**TRY IT**
Line by line, retype the material below exactly, from its first line up to and including the one holding "component, make it".

**PROVIDED RECORDS**
PR #3485, opened 2024-11-15
Fix the NIM Tile issue on prod

andrewballantyne:
Grants the Dashboard Service Account permission over the new NIM resource.


Gkrumbach07 (approved):
/lgtm

changes look good

PR #3488, opened 2024-11-18
Make SimpleSelect one-option hook triggered on key instead of the options

DaoDaoNoCode:
JIRA: https://issues.redhat.com/browse/RHOAIENG-15526

## Description

Update the `SimpleSelect` component, make it not depend on the whole options array (which is not stable). Instead, make it only depend on the first option key. Added a prop to the option named `optionKey` to adapt to some special cases. Here is the reason why we need the `optionKey`:

Normally, `key` in the `SelectOption` is used to differentiate the options and will be triggered an auto-update if there is only one option in the Select component, but there is a special use case in the Model Serving area. When deploying a KServe model, user needs to choose a template, and the options for the `Model format` will be changed by the choice of the template. However, 2 different templates could have the same one option (For example, template A and template B could provide same one and only option `model-format-xyz` in the Model format field). In this case, the one-option `onChange` hook cannot be triggered because it thinks the 2 options are the same, while they are different.
In this PR, I added a new key named `optionKey`, the hook will check that key first, and if it's not provided, then it will check the `key` prop. The `onChange` update will still be on the `key` prop like before. The `optionKey` is only used to trigger the one option hook if the options are actually different.

## How Has This Been Tested?

1. Make sure you can edit the environment variable fields for the notebook controller (This is the related JIRA ticket)
2. Make sure you can deploy a KServe and Model mesh normally. (Recommend test this on KServe shared cluster, try to go to the deploy modal and switch between different templates, make sure nothing is broken)

## Test Impact

N/A

## Request review criteria:

If you have UI changes: 

### DIFF
--- a/frontend/src/components/SimpleSelect.tsx
+++ b/frontend/src/components/SimpleSelect.tsx
@@ -27,6 +27,7 @@ export type SimpleSelectOption = {
   isDisabled?: boolean;
   isFavorited?: boolean;
   dataTestId?: string;
+  optionKey?: string; // Used to differentiate the only option with the same key to trigger the one-option hook in the component
 };
 
 export type SimpleGroupSelectOption = {
@@ -37,7 +38,6 @@ export type SimpleGroupSelectOption = {
 
 type SimpleSelectProps = {
   options?: SimpleSelectOption[];
-  isLoadingOptions?: boolean;
   groupedOptions?: SimpleGroupSelectOption[];
   value?: string;
   toggleLabel?: React.ReactNode;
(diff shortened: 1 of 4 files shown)


frontend/src/components/SimpleSelect.tsx
```diff
@@ -27,6 +27,7 @@ export type SimpleSelectOption = {
   isDisabled?: boolean;
   isFavorited?: boolean;
   dataTestId?: string;
+  optionKey?: string; // Used to differentiate the only option with the same key to trigger the one-option hook in the component
```
christianvogt, line 30: This new key shouldn't be necessary. When there is a single option and there is no selected value then call `onChange` to simulate selecting the option, otherwise do nothing. Currently the selected value is not taken into consideration at all. If a caller requires `onChange` to be called even when supplying the same selected value then there's something wrong with the caller.

mturley (approved):
Tested locally, works as expected in model serving

PR #3491, opened 2024-11-19
'Run every' - 'Select' dropdown greys out and cannot be selected

dpanshug:
[RHOAIENG-14431](https://issues.redhat.com/browse/RHOAIENG-14431)

## Description
Refactored the logic of Run every numeric and text part. Also removed dead code previously used. 

https://github.com/user-attachments/assets/4b7c5aea-0e80-4c1c-9c01-ac17a86612c3

## How Has This Been Tested?
1. Open create schedule pipeline page.
2. Try to enter very long input in Run every numeric field. It should work without breaking.

## Test Impact
Added unit tests for utility function.

## Request review criteria:

If you have UI changes: 

### DIFF
--- a/frontend/src/concepts/pipelines/content/createRun/contentSections/TriggerTypeField.tsx
+++ b/frontend/src/concepts/pipelines/content/createRun/contentSections/TriggerTypeField.tsx
@@ -2,6 +2,7 @@ import * as React from 'react';
 import {
   ClipboardCopy,
   FormGroup,
+  NumberInput,
   Split,
   SplitItem,
   Stack,
@@ -13,12 +14,11 @@ import {
   RunTypeScheduledData,
   ScheduledType,
 } from '~/concepts/pipelines/content/createRun/types';
-import NumberInputWrapper from '~/components/NumberInputWrapper';
-import { replaceNonNumericPartWithString, replaceNumericPartWithString } from '~/utilities/string';
 import {
   DEFAULT_CRON_STRING,
   DEFAULT_PERIODIC_OPTION,
 } from '~/concepts/pipelines/content/createRun/const';
+import { extractNumberAndTimeUnit } from './utils';
 
 type TriggerTypeFieldProps = {
   data: RunTypeScheduledData;
@@ -27,6 +27,8 @@ type TriggerTypeFieldProps = {
 
 const TriggerTypeField: React.FC<TriggerTypeFieldProps> = ({ data, onChange }) => {
   let content: React.ReactNode | null;
+  const [numberPart, unitPart] = extractNumberAndTimeUnit(data.value);
+
   switch (data.triggerType) {
     case ScheduledType.CRON:
       content = (
@@ -50,15 +52,19 @@ const TriggerTypeField: React.FC<TriggerTypeFieldProps> = ({ data, onChange }) =
         <FormGroup label="Run every" data-testid="run-every-group">
           <Split hasGutter>
             <SplitItem>
-              <NumberInputWrapper
+              <NumberInput
                 min={1}
-                value={parseInt(data.value) || 1}
-                onChange={(value) =>
+                value={numberPart}
+                onChange={(newNumberPart) => {
+                  const updatedValue = `${Number(newNumberPart.currentTarget.value).toLocaleString(
+                    'fullwide',
+                    { useGrouping: false },
+                  )}${unitPart}`;
                   onChange({
                     ...data,
-                    value: replaceNumericPartWithString(data.value, value ?? 0),
-                  })
-                }
+                    value: updatedValue,
+                  });
+                }}
               />
             </SplitItem>
             <SplitItem>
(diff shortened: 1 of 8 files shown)


frontend/src/concepts/pipelines/content/createRun/contentSections/TriggerTypeField.tsx
```diff
@@ -52,13 +54,14 @@ const TriggerTypeField: React.FC<TriggerTypeFieldProps> = ({ data, onChange }) =
...
               <NumberInputWrapper
                 min={1}
-                value={parseInt(data.value) || 1}
-                onChange={(value) =>
+                value={numberPart}
+                onChange={(newNumberPart) => {
+                  const updatedValue = `${newNumberPart}${unitPart}`;
                   onChange({
                     ...data,
-                    value: replaceNumericPartWithString(data.value, value ?? 0),
```
Gkrumbach07, line 59: so a few things wrong here, once it is converted to a string, it cannot be edited unless you delete it. also when you submit when the units turn into something bigger it throws an error

Failed to create a recurring run due to conversion error: Invalid input error: Found invalid period schedule interval 0. Set at interval to least 1 second

Gkrumbach07 (changes requested):

dpanshug:
@Gkrumbach07 can you share the steps to reproduce the error, because at my end its working fine

Gkrumbach07:
@dpanshug I basically made a number big enough that it changed to display as scientific format. then try to submit

DaoDaoNoCode (commented):
When I input something big in the value and even if the unit is small, it will not be able to process it.

Screenshot 2024-11-27 at 12 44 16 PM

Gkrumbach07:
Yeah this issue is still happening @dpanshug. Maybe its best to just have hard limit

dpanshug:
@Gkrumbach07 @DaoDaoNoCode The error is because the backend can't take this long value.

I have set the hard limit to 9999999999? Let me know if you think this number should be dynamic w.r.t the unit choosen. Also do we need UX review for this change?

frontend/src/concepts/pipelines/content/createRun/contentSections/TriggerTypeField.tsx
```diff
@@ -13,20 +13,24 @@ import {
...
 } from '~/concepts/pipelines/content/createRun/const';
+import NumberInputWrapper from '~/components/NumberInputWrapper';
+import { extractNumberAndTimeUnit } from './utils';
 
 type TriggerTypeFieldProps = {
   data: RunTypeScheduledData;
   onChange: (scheduledData: RunTypeScheduledData) => void;
 };
 
+const INPUT_MAX_VALUE = 9999999999;
```
DaoDaoNoCode, line 28: Alright, after testing with the current KF UI. We should not hard code the input value here because all the values will be finally transformed into seconds. When you choose a different unit, the input max limit shouldn't be the same. Let's revert this change and let the KF server throw the error.
cc @Gkrumbach07 let me know if you have a better solution because I don't know what the limit here should be. In KF UI when you input some value big (depends on the unit because all the values will be converted into seconds) it will throw the same error as well. We can leave this to KF server to handle. User should not input that big value for recurring runs.

dpanshug:
@Gkrumbach07 @DaoDaoNoCode as per our discussion, i've reverted back the changes. Pls check

frontend/src/concepts/pipelines/content/createRun/contentSections/TriggerTypeField.tsx
```diff
@@ -50,15 +52,16 @@ const TriggerTypeField: React.FC<TriggerTypeFieldProps> = ({ data, onChange }) =
...
-                onChange={(value) =>
+                value={numberPart}
+                onChange={(newNumberPart) => {
+                  const updatedValue = `${newNumberPart.currentTarget.value}${unitPart}`;
                   onChange({
                     ...data,
-                    value: replaceNumericPartWithString(data.value, value ?? 0),
-                  })
-                }
+                    value: updatedValue,
```
Gkrumbach07, line 62: so what you can do is clean the value like this. it will convert form the scientific notation to regular number

```ts
value.toLocaleString('fullwide', {useGrouping:false})
```

Gkrumbach07: you are doing ti on the string. it needs to be on the number

```tsx
onChange({
                    ...data,
                    value:
                      numberPart.toLocaleString('fullwide', { useGrouping: false }) + newUnitPart,
                  });
                }}
```

dpanshug: the example you're mentioning is for the changing the unitPart, i am not understanding why need to clean the scientific value over here? 

If i try to replicate this for the NumberInput field, it's not working.

Can you explain why the clean up is required, and what issue will persist if we continue with the existing solution?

**SOLUTION FOR THIS TASK**
PR #3485, opened 2024-11-15
Fix the NIM Tile issue on prod

andrewballantyne:
Grants the Dashboard Service Account permission over the new NIM resource.


Gkrumbach07 (approved):
/lgtm

changes look good

PR #3488, opened 2024-11-18
Make SimpleSelect one-option hook triggered on key instead of the options

DaoDaoNoCode:
JIRA: https://issues.redhat.com/browse/RHOAIENG-15526

## Description

Update the `SimpleSelect` component, make it not depend on the whole options array (which is not stable). Instead, make it only depend on the first option key. Added a prop to the option named `optionKey` to adapt to some special cases. Here is the reason why we need the `optionKey`:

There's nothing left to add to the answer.